Wednesday, July 26, 2023

Youth Vote Trend Should Terrify Republicans

 

Data from the Harvard Youth Poll obtained by the Washington Post's Greg Sargent should terrify MAGA Republicans as we move into the 2024 elections and beyond. Starting in the 2018 mid-term elections, the youth vote (18 - 29 year olds) came out in substantial numbers for Democrats and denied Republicans control of Congress. Likewise in 2020 and the 2022 mid-terms, the youth vote proved a powerful force for the Democrats, who echoed their views on women's reproductive rights, gun safety, climate change, and economic inequality. From Sargent's report:

"John Della Volpe, director of the poll, refers to those issues as the “big four.” They all speak to the sense of precarity that young voters feel about their physical safety, their economic future, their basic rights and even the ecological stability of the planet.

'This generation has never felt secure — personally, physically, financially,' Della Volpe told me.  [snip]

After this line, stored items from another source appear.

PR #392, opened 2024-07-11
Allow unsorted multi to be handled as miniscript

reardencode:
I did some testing and found that
`wsh(and_b(multi(2,[xfp/84h/0h/0h]xpub.../1/*,[xfp]xpub.../1/*,[xfp]xpub.../1/*),a:older(1000)))` works, so there doesn't seem to be an internal reason not to also support top level unsorted multi.

### DIFF
--- a/shared/miniscript.py
+++ b/shared/miniscript.py
@@ -328,7 +328,7 @@ class MiniScriptWallet(BaseStorageWallet):
         else:
             name = to_ascii_printable(name)
             desc_obj = Descriptor.from_string(config.strip())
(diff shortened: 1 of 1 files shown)


scgbckbone:
Thanks @reardencode ! You're right, in edge firmware we can handle `multi()` anywhere, no problem, and restriction is completely artificial. In normal firmware, some more tweaking needs to be done to allow non-BIP-67 multisig. Good news is that `multi()` support is coming to normal firmware - very soon. 

After support is merged in master it will be ported to edge too.

scgbckbone:
https://github.com/Coldcard/firmware/pull/408

PR #395, opened 2024-07-18
feat: add Fully Noded, compatible with FN v1.2.0

Fonta1n3:
FN v1.2.0 offers full multisig and single sig support for Coldcard Q1 bbqr wallet and psbt's flow. This PR adds Fully Noded to the list of wallet export options.

coldcard_fullynoded


doc-hex:
Awesome, thanks!

PR #396, opened 2024-07-25
Added necessary step to install instructions

andreasgriffin:
- Added necessary step to install instructions
- added numpy as python requirement

### DIFF
--- a/README.md
+++ b/README.md
@@ -186,7 +186,7 @@ cd firmware
 git apply unix/linux_addr.patch
 
 #  * below is needed for ubuntu 24.04
-pushd ../external/micropython
+pushd external/micropython
 git apply ../../ubuntu24_mpy.patch
 popd
 #  * 


doc-hex:
Looks fine, can I merge? It's still marked as draft.

unix/requirements.txt
```diff
@@ -4,4 +4,4 @@
 #
 PySDL2
 Pillow
-
```
scgbckbone, line 7: maybe you had an install failure? `numpy` is required by `zbar-py` which is listed in `testing/requirements.txt`

README.md
```diff
@@ -185,6 +185,8 @@ cd firmware
 # Apply address patch
 git apply unix/linux_addr.patch
 
+cd unix
```
scgbckbone, line 188: remove and instead change below to `pushd external/micropythohn`. Changing dir to unix here would break cmds below

scgbckbone (changes requested):

unix/requirements.txt
andreasgriffin: probably a mistake from the 
cd unix

Testing now.

andreasgriffin:
Now the install instructions work flawlessly :-)

scgbckbone (approved):
good catch - thanks @andreasgriffin !

PR #399, opened 2024-07-26
bugfix: do not allow to import duplicate ms wallet with just shuffled keys

scgbckbone:
Currently possible to import both `sortedmulti(2,A,B)` and `sortedmulti(2,B,A)`. Treat as duplicates and sort xpubs before comparison.


scgbckbone:
rebased

PR #2478, opened 2020-02-14
Fixed RoadOptions.STRAIGHT at rural areas

glopezdiest:
#### Description

The threshold used to differentiate between RoadOptions.STRAIGHT and RoadOptions.LEFT, or RoadOptions.RIGHT, has been increased:
  1. at local planner, from 1º to 20º
  2. at global route planner, from 5º to 20º

**EDIT**: Increased to 35

This fixes some intersections outside city areas, where the junctions aren't exactly perpendicular and where some lanes where detected as LEFT / RIGHT. 

  * **Platform(s):** Ubuntu 4.22
  * **Python version(s):** 3.6

#### Possible Drawbacks

None?

---
This change is [Reviewable](https://reviewable.io/reviews/carla-simulator/carla/2478)


pravinblaze:
___
*[PythonAPI/carla/agents/navigation/global_route_planner.py, line 264 at r2](https://reviewable.io/reviews/carla-simulator/carla/2478#-M04GE5WBkdGj5yCYekb:-M0MCCz67_rmWgs0TuQn:b-j7f4m9) ([raw file](https://github.com/carla-simulator/carla/blob/def9d3d00296a31ab47817ebfdcc5da8c26a00b8/PythonAPI/carla/agents/navigation/global_route_planner.py#L264)):*
<details><summary><i>Previously, germanros1987 wrote…</i></summary><blockquote>

@pravinblaze do you anticipate that this change could break something?
</blockquote></details>

The default value of threshold is used for determining what angular deviation is acceptable for an intersection exit to be considered straight. Changing it from 5 to 20 degrees won't cause any serious malfunction, but there could be places where a slight turn could be interpreted as a straight exit if the angular deviation is below the threshold.

glopezdiest:
I actually changed it to avoid the opposite problem, as, at rural areas, it was detecting as left turns roads that were going straight. 20 is the minimum number that changed that behavior.

glopezdiest:
Increased the threshold to 33 to include a turn in Town08

PR #2550, opened 2020-03-03
Make PID controller insensitive to time-discretization

### LINKED ISSUE #2544: _pid_control accounts for time discretization twice (not once)
It appears `_pid_control` incorrectly accounts for `self._dt` *twice* (not once), for both the "D" and "I" terms, and is therefore sensitive to the value of the time discretization (bad!). For example, currently the "D" term is:
`self._K_D * _de / self._dt == `
`self._K_D * (self._e_buffer[-1] - self._e_buffer[-2]) / self._dt / self._dt`

But it should be:
`self._K_D * (self._e_buffer[-1] - self._e_buffer[-2]) / self._dt`
by either removing `self._dt` from lines 117-118, or line 123.

https://github.com/carla-simulator/carla/blob/master/PythonAPI/carla/agents/navigation/controller.py#L117-L123

rowanmcallister:
#### Description

Updated PID controller, to make it insensitive to chosen value of time discretization.

Fixes #2544

  * **Python version(s):** 3.6.10

#### Possible Drawbacks

If people have already tuned PID controllers on non-default time discretizations (non 0.05 values), they will need to re-tune their PID `K_I` and `K_D` terms by multiplying and diving by a factor of `self._dt / 0.05` respectively.

---
This change is [Reviewable](https://reviewable.io/reviews/carla-simulator/carla/2550)


germanros1987:
@pravinblaze could you check that this works as expected? Please, test it for different fixed steps (0.2 s, 0.1 s, etc.).

PR #2623, opened 2020-03-19
Migration ue422 to ue424

Axel1092:
#### Description

Fixes code to upgrade Unreal Engine to 4.24.
Solves many crashes related to Vulkan.

  * **Platform(s):** Ubuntu 18.04, Windows
  * **Python version(s):** 2, 3
  * **Unreal Engine version(s):** UE4.24

---
This change is [Reviewable](https://reviewable.io/reviews/carla-simulator/carla/2623)


nsubiron:
UE4.24 upgrades the toolchain to clang-8.0.1 ([release notes](https://docs.unrealengine.com/en-US/Support/Builds/ReleaseNotes/4_24/index.html)), the compiler and libc++/libabi++ should also be upgraded to avoid possible ABI issues.

nsubiron:
*[a discussion](https://reviewable.io/reviews/carla-simulator/carla/2623#-M2rJTVa3KDZI4HmuU3F:-M2s2pdp1wHs2-p5gzZX:b65fuas) (no related file):*

Nestor, currently it compiles and link fine without errors. Do you think we can proceed with the upgrade and later on make the upgrade to Clang 8.0.1?
</blockquote></details>

No, I think you should definitively use same compiler and runtime, that's precisely the problem with ABI issues, it compiles and links without errors but it may crash at runtime at unrelated places. Plus you're compiling with one version of the standard library but then in UE4 you'll link against a different one, there are no guarantees that something may have changed.

---

PR #2647, opened 2020-03-24
Feature/integrate rss 3.0.0

berndgassmann:
#### Description

Move carla::client::Timestamp ostream operator to Timestamp.h to enable
reuse in log messages

Use of generated python interfaces of ad::physics, ad::map and ad::rss
types

RssSensor (and therefore also the RssRestrictor) now work globally on
the whole road network.

RssCheck: object conversion done in parallel using tbb

Fixes #  

  * **Platform(s):** Ubuntu 16.04 / 18.04
  * **Python version(s):** 2.7, 3.5
  * **Unreal Engine version(s):** 4.22, 4.24

#### Possible Drawbacks

---
This change is [Reviewable](https://reviewable.io/reviews/carla-simulator/carla/2647)


bernatx:
Hi Bernd,
I'm trying to build with RSS.
I have upgraded to compile version 8.0, so I have changed the 'boost-1.72.0-**c7**-install' to 'boost-1.72.0-**c8**-install'.
Also, there is an error here:
```
/home/jenkins/workspace/carla_bernat_rss/Util/BuildTools/Ad-rss.sh: line 26: colcon: command not found
Util/BuildTools/Linux.mk:129: recipe for target 'ad-rss' failed
```
What is **colcon**?

bernatx:
Thanks Bernd,
Another thing is, we don't use submodules in the repository, we instead clone and build from any repository we need from the setup.sh script. Do you think we can do the same with the RSS submodule. Just to follow the same philosophy. I think something like using **make setup.rss** and then it will download the RSS repository.
What do you think?

marcgpuig:
@berndgassmann Thanks for the effort and the changes, this is really great :)

PR #2648, opened 2020-03-24
DVS camera sensor implementation

jhidalgocarrio:
#### Description

This PR adds a Dynamic Vision Sensor (DVS) camera together with the new sensor data of events and the serialization and deserialization mechanism.

This is how a DVS sensor works: https://youtu.be/LauQ6LWTkxM

  * **Platform(s)**: Ubuntu 18.04 64bits
  * **Python version(s)**: Python 2.7 and Python3.6
  * **Unreal Engine version(s)**: 4.22

#### Possible Drawbacks

---
This change is [Reviewable](https://reviewable.io/reviews/carla-simulator/carla/2648)


jhidalgocarrio:
image
 
Standard RGB camera (left) and Events visualization on an "event frame" (right) blue is a positive event (brightness increase) red is a negative event (brightness decrease)

shiba24:
Thank you for this feature. I love it.
Should we support `save_to_disk` function?

shiba24:
^^ I just created a PR to support `save_to_disk`. Hope @jhidalgocarrio and @marcgpuig will take a look sometime. Open to any suggestion and/or discussion. Thank you!

marcgpuig:
Hi @jhidalgocarrio,

Sorry for taking so long to correctly verify your code. First of all, congratulations for this PR, it has been really well integrated with our code architecture. I've made a few changes, most of them are just coding style. That being said, I have found some things that should be addressed.
In order to keep the PythonAPI as clean as possible, I think we should get rid of `ColorVector`, `IntVector`, `ShortVector`, and `IntMatrix`. I've already done it for the `ColorVector` as an example.
We also think that the DVS logic in `SensorData.cpp` could be moved to `DVSEventArray.h`. I've also made an example, moving `ToImage()` there. It would be nice if you could do the same moving the other `to_array_*` functions there. On the other hand, I don't see the purpose of having `to_array` since the DVSEventArray is an array itself, is there something I'm missing?
I've also added an example in `manual_control.py` showing how to convert the whole `raw_data` into a NumPy array in order to generate the image there (as we do with the Lidar sensor):
```py
# Raw data from a carla.DVSEventArray to NumPy array
dvs_event_array = np.frombuffer(dvs_sensor_data.raw_data, dtype=np.dtype([
     ('x', np.uint16), ('y', np.uint16), ('t', np.int64), ('pol', np.bool)]))

# Then the individual lists can be used like this
dvs_event_array[:]['y']
```
This can be added later on in the documentation as well.

Thanks for your time.

sergi-e:
@jhidalgocarrio It would be great to merge this and have some documentation about it. Mind if I ask you some questions about what do users need to know? :)

jhidalgocarrio:
Thanks for your comments. I am currently adapting the code.
@sergi-e where should I include the basic user documentation?

sergi-e:
@jhidalgocarrio 
Basically, sensors appear in three pages in the docs: 
__1. Sensor reference (ref_sensors.md):__ Add a description of how the sensor works, a table with the output attributes of the SensorData and another one with the attributes of the blueprint that the user can customize. If needed, create other text or tables (for example, the radar has two output tables, and the IMU none). 
__2. PythonAPI.__ Sensors appear listed in carla.Sensor and carla.SensorData. Besides that, add whatever information accessible from the API (normally, a child of carla.SensorData). 
__3. First steps, 4th- Sensors and data.__ There is a brief mention of the different sensors available.
Besides that, try to avoid referring to the user directly ("you can..."), and in case you have any doubts on style, you can use the Microsoft style guide as reference: https://docs.microsoft.com/en-us/style-guide/welcome/

And anything you need, here I am. In case you prefer it, I can take care of the documentation if you provide me with the necessary information!

marcgpuig:
@shiba24 I couldn't find your PR regarding the `save_to_disk` function, are u still interested on adding it?

shiba24:
@marcgpuig thanks, the reason why I wanted to implement `save_to_disk` is, when I used the python API `raw_data()` and/or `to_array()` to save the DVS data in client side, I have faced with an issue that sync between client and server was broken. I was not able to find the root cause then but I guess that is because event data's potentially big size on memory.

So if it does not happen with the latest master anymore, we may not need that functionality?
But yes, Im interested in it and happy to commit, if it is still necessary - do you think you still need that function (or at least nice to have)?

marcgpuig:
@shiba24 I see.
Well, I think the main reason for a function like `save_to_disk` is to generate datasets, so I think that if you have already done it, It will be nice to add it in master :)

shiba24:
OK cool, let me try to create a PR for that with the latest master rebased then. Hopefully I'll open it this weekend.
Lmk if you have some schedule (timeline) in mind that you want to merge save_to_disk into master.

marcgpuig:
@shiba24 please, take your time. It will be good to merge it before 0.9.10 (maybe 2-3 weeks from now?) so the DVS will be on that release fully featured.
Thanks for your time.

Cheers

PR #2662, opened 2020-03-27
Fix build on old compilers

nsubiron:
Fixes some minor issues I've found compiling the client side with an older version of clang.

---
This change is [Reviewable](https://reviewable.io/reviews/carla-simulator/carla/2662)


bernatx:
Thanks for the fixes Nestor !

PR #2690, opened 2020-04-03
sergi-e/asset-import

sergi-e:
#### Description

- New iteration on map creation and importing assets. These are now completely separated. 
- Some modifications to Standalone packages to include only instructions related to this subject. 

  * **Platform(s):** Ubuntu 18.04.4
  * **Python version(s):** 3.6.9 and 2.7.17

#### Possible Drawbacks

- Add vehicles manually is yet to be edited.

---
This change is [Reviewable](https://reviewable.io/reviews/carla-simulator/carla/2690)


bernatx:
I think we can wait to add the new feature that creates a .json file if no other .json file is found in the folder to import (carla_root/import/).
I'm testing the script right now. If it works, we can add some explanation about not to define any .json file to import only maps. 

- The script automatically search for all .fbx and .xodr files. If it finds a pair of .fbx and .xodr in the same folder with the same name, then it will add an entry in the .json file with that map. 

- The .json file created is called 'automatic.json' and placed in the /import/ folder of Carla.

PR #2722, opened 2020-04-12
Fix variable definition

shiba24:
Before this commit, `synchronous_master` is defined inside
try-block so if any error happens before the definition and args.sync is true,
"ReferenceError: `synchronous_master` is not defined" is raised
in the finally-block.

You can reproduce this error when you run `python spawn_npc.py --sync` without good connection to the server (like `RuntimeError: rpc::timeout: Timeout of 10000ms while connecting to 127.0.0.1:2000`)

#### Description

Described above (and in the commit message too)

  * **Platform(s):** ...Ubuntu 16
  * **Python version(s):** ... python 2.7.13
  * **Unreal Engine version(s):** ... 4.24

I am pretty sure this is OS independent.

#### Possible Drawbacks

None.

---
This change is [Reviewable](https://reviewable.io/reviews/carla-simulator/carla/2722)

### DIFF
--- a/PythonAPI/examples/spawn_npc.py
+++ b/PythonAPI/examples/spawn_npc.py
@@ -91,17 +91,15 @@ def main():
     all_id = []
     client = carla.Client(args.host, args.port)
     client.set_timeout(10.0)
+    synchronous_master = False
 
     try:
-
         world = client.get_world()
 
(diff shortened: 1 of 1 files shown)


bernatx:
Thanks for the fix shiba24, we are going to merge this in master.
Kind regards

PR #2787, opened 2020-04-26
Building Carla on Ubuntu 20.04 LTS

pravinblaze:
#### Description

Most of the instructions for building Carla on Ubuntu 18.04 works for 20.04 as well except for dropping Python 2.7 related dependencies.
Like so:
```
sudo apt-get install build-essential clang-8 lld-8 g++-7 cmake ninja-build libvulkan1 python3 python3-pip python3-dev libpng-dev libtiff5-dev libjpeg-dev tzdata sed curl unzip autoconf libtool rsync libxml2-dev &&
pip3 install --user setuptools
```

Build scripts are also modified to remove Python 2.7 targets.
One could manually install Python 2.7 and retain support for it but it's probably better to just let go of it.

P.S. No need to add Xenial or Bionic deb repository, which is the first command in the build instructions in the [docs](https://carla.readthedocs.io/en/latest/build_linux/), i.e,
```
sudo apt-get update &&
sudo apt-get install wget software-properties-common &&
sudo add-apt-repository ppa:ubuntu-toolchain-r/test &&
wget -O - https://apt.llvm.org/llvm-snapshot.gpg.key|sudo apt-key add - &&
sudo apt-add-repository "deb http://apt.llvm.org/xenial/ llvm-toolchain-xenial-8 main" &&
sudo apt-get update
```
I was able to build Carla on Ubuntu 20.04 with only Focal Fossa deb repository.

#### Where has this been tested?

  * **Platform(s):** Ubuntu 20.04
  * **Python version(s):** 3.8
  * **Unreal Engine version(s):** 4.24

#### Possible Drawbacks

* To run scripts that use pygame, need to use pygame developent version 2.0.0.dev6 as 1.9.6 can't be installed from pip on Python 3.8.

``` pip3 install pygame==2.0.0.dev6  ```

---
This change is [Reviewable](https://reviewable.io/reviews/carla-simulator/carla/2787)

Issue #2752, opened 2020-04-16
docstrings for carla


HarryWindsor:
Is is possible to include the docs from https://carla.readthedocs.io/en/latest/python_api/#carla.Actor in the python library? I would prefer using the docs in my IDE rather than jumping into the browser when I have to look something up.

Thank you.

pperle:
You could try using [Pycharms external documentation](https://www.jetbrains.com/help/pycharm/settings-tools-python-external-documentation.html#) feature. The URL should look something like that `https://carla.readthedocs.io/en/latest/python_api/#carla.{class.name}.{function.name}`.

sergi-e:
Hi, @HarryWindsor !

Did the solution provided by @pperle served you well?

Alby407:
This does not work. PyCharm won't give any information when for example hovering over `carla.World`. If I manually go to e.g. `https://carla.readthedocs.io/en/latest/python_api/#carla.World`, it works.

pperle:
@Alby407 you are right, the URL I posted does not work for classes, only for their functions. For classes, there is one dot to many `https://carla.readthedocs.io/en/latest/python_api/#carla.World.`.
I think the right parameter to use would be `{element.qname} - full-qualified name of element under caret`. The problem is that the fully-qualified name is not `carla.World` but `carla.libcarla.World` which does not match the doc URL (and even this would not fix the problem, looks like PyCharm has problems parsing the docs).

The right solution would be to include the docs.

pperle:
Inspired by [this post](https://stackoverflow.com/a/34898716/9309705) I tried to add the docstring from `carla/PythonAPI/docs/*.yml` to the python stub. You can find the code here: https://github.com/pperle/carla/tree/docstrings_py . It is hacky, I know but it works well enough for me at the moment.

If anyone is interested here is the compiled Linux version [carla-0.9.9-py3.5-linux-x86_64.egg.zip](https://github.com/carla-simulator/carla/files/4565282/carla-0.9.9-py3.5-linux-x86_64.egg.zip). The only thing that does not work are the type hints.

Example preview in PyCharm:
![image](https://user-images.githubusercontent.com/17356275/80822338-ca37b000-8bda-11ea-8994-26777a0a7b3f.png)

germanros1987:
@pperle you have ran 90% of this marathon...would you like to finish it by making a PR to CARLA?

BruceXSK:
[...]

PR #2804, opened 2020-05-01
documentation (docstrings) in python

pperle:
#### Description

This pull request adds the docstring from https://carla.readthedocs.io/en/latest/python_api/ into the python source code, ad discussed in #2752. This is still in an early stage, not all references are resolvable, and there is a problem with overloaded functions for which it is not clear which doctrine to choose. Nevertheless, I publish the pull request in order to draw more attention to this topic.

I hope this improves your experience with Carla, you can find a precompiled egg file for Linux (for Carla 0.9.9) [here](https://github.com/carla-simulator/carla/files/4565282/carla-0.9.9-py3.5-linux-x86_64.egg.zip).

  * **Platform(s):** Linux Ubuntu 18.04.4 LTS
  * **Python version(s):** 3.5.6

#### Possible Drawbacks

This is still very hacky, not all references are resolvable (sometimes this is because of the naming schema and sometimes because there is no documentation). I have only updated the python3 part of `BuildPythonAPI.sh` because I only have a Linux machine to run Carla and I do not see a reason to support python2 (won't the support be dropped anyway with #2787?).

Please have a look where the documentation doesn't look correct, I guess there are some edge cases I did not cover.


marcgpuig:
Hi @pperle, that sounds really great!
Which is the advantage of this instead of using Python stubs? These can be also generated from our `.yaml` docs, I've made some experiments in the past and looks like it can be done, but I've never found the time to properly work on it.

pperle:
It has no advantage in using this instead of Python stubs. This is only the first solution I came up with.

marcgpuig:
Maybe @bernatx and @nsubiron could join the discussion
My concern is that using stubs should be better since it doesn't require modifying all the Python bindings at all. Your solution could be temporal until we have time to rewrite this system, what do you think?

Sizable majorities now reject the idea that same-sex relationships are morally wrong (53 percent), support stricter gun laws (63 percent) and want government to provide basic necessities (62 percent).

Meanwhile, support for government doing more to curb climate change soared to 57 percent in 2020 before subsiding to 50 percent this year. That small dip may reflect preoccupation with economic doldrums unleashed by covid-19. While that 50 percent could be higher, the issue has seen a 21-point shift, and the polling question asks if respondents want action on climate 'even at the expense of economic growth.'

Many of today’s 18-to-29-year-olds, who are mostly older Gen Z Americans plus the tail end of the Millennial generation, lived their formative years during the Great Recession and the election of Trump. What’s more, these new voters are politically coming of age during a remarkable confluence of events that appear to be conspiring in an improbable way to push them to the left." (our emphasis)

This explains why Republican-controlled legislatures are feverishly devising ways to suppress the youth vote, from voter ID requirements to restrictions on college students voting in their college towns. They know their only hope is to keep as much of this demographic from voting as possible, rather than moderate their radical right-wing positions on the "big four" issues. Dems need to focus on making sure those attempts fail, and that they get the youth vote out in coming elections.